PR #192, opened 2016-03-16
Add refreshDefaultClientFromKeychain

h2kuo:
Add a method to reset the default client based on what is currently in the keychain. This is useful, for example, in a multi-process situation where one process logs out or changes the user, and other instances of the default client need to be updated to reflect the change.

### DIFF
--- a/BoxContentSDK/BoxContentSDK/Clients/BOXContentClient.m
+++ b/BoxContentSDK/BoxContentSDK/Clients/BOXContentClient.m
@@ -72,6 +72,25 @@ static BOXContentClient *defaultInstance = nil;
     return defaultInstance;
 }
 
++ (void)refreshDefaultClientFromKeychain
+{
+    NSArray *usersFromKeychain = [BOXAbstractSession usersInKeychain];
+    
+    if (usersFromKeychain.count == 0)
+    {
+        [defaultInstance logOut];
+    }
+    else if (usersFromKeychain.count == 1)
+    {
+        BOXUserMini *storedUser = [usersFromKeychain firstObject];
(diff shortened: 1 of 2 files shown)


boxcla:

h2kuo:
FYI @RicoYao

BoxContentSDK/BoxContentSDK/Clients/BOXContentClient.m
```diff
@@ -72,6 +72,33 @@ + (BOXContentClient *)defaultClient
...
+    else {
+        [NSException raise:@"You cannot use 'defaultClient' if multiple users have established a session."
+                    format:@"Specify a user through clientForUser:"];
+    }
+    
+    if (oldDefaultInstance.accessTokenDelegate) {
+        defaultInstance.accessTokenDelegate = oldDefaultInstance.accessTokenDelegate;
+    }
+    oldDefaultInstance.session = defaultInstance.session;
+}
```
thuyBox, line 92: should we update logoutAll to also clear out in-memory user objects of each content client?

BoxContentSDK/BoxContentSDK/Clients/BOXContentClient.m
```diff
@@ -72,6 +72,33 @@ + (BOXContentClient *)defaultClient
     return defaultInstance;
 }
 
++ (void)refreshDefaultClientFromKeychain
+{
+    [[[self class] SDKClients] removeAllObjects];
```
thuyBox: would this remove every content client and not just the default content client?

boxtcarpel:
+2 LGTM

:package:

**EXERCISE AIM**
An unaltered copy of the listing above must form the answer.

**WRITTEN ANSWER**
PR #192, opened 2016-03-16
Add refreshDefaultClientFromKeychain

h2kuo:
Add a method to reset the default client based on what is currently in the keychain. This is useful, for example, in a multi-process situation where one process logs out or changes the user, and other instances of the default client need to be updated to reflect the change.

### DIFF
--- a/BoxContentSDK/BoxContentSDK/Clients/BOXContentClient.m
+++ b/BoxContentSDK/BoxContentSDK/Clients/BOXContentClient.m
@@ -72,6 +72,25 @@ static BOXContentClient *defaultInstance = nil;
     return defaultInstance;
 }
 
++ (void)refreshDefaultClientFromKeychain
+{
+    NSArray *usersFromKeychain = [BOXAbstractSession usersInKeychain];
+    
+    if (usersFromKeychain.count == 0)
+    {
+        [defaultInstance logOut];
+    }
+    else if (usersFromKeychain.count == 1)
+    {
+        BOXUserMini *storedUser = [usersFromKeychain firstObject];
(diff shortened: 1 of 2 files shown)


boxcla:

h2kuo:
FYI @RicoYao

BoxContentSDK/BoxContentSDK/Clients/BOXContentClient.m
```diff
@@ -72,6 +72,33 @@ + (BOXContentClient *)defaultClient
...
+    else {
+        [NSException raise:@"You cannot use 'defaultClient' if multiple users have established a session."
+                    format:@"Specify a user through clientForUser:"];
+    }
+    
+    if (oldDefaultInstance.accessTokenDelegate) {
+        defaultInstance.accessTokenDelegate = oldDefaultInstance.accessTokenDelegate;
+    }
+    oldDefaultInstance.session = defaultInstance.session;
+}
```
thuyBox, line 92: should we update logoutAll to also clear out in-memory user objects of each content client?

BoxContentSDK/BoxContentSDK/Clients/BOXContentClient.m
```diff
@@ -72,6 +72,33 @@ + (BOXContentClient *)defaultClient
     return defaultInstance;
 }
 
++ (void)refreshDefaultClientFromKeychain
+{
+    [[[self class] SDKClients] removeAllObjects];
```
thuyBox: would this remove every content client and not just the default content client?

boxtcarpel:
+2 LGTM

:package:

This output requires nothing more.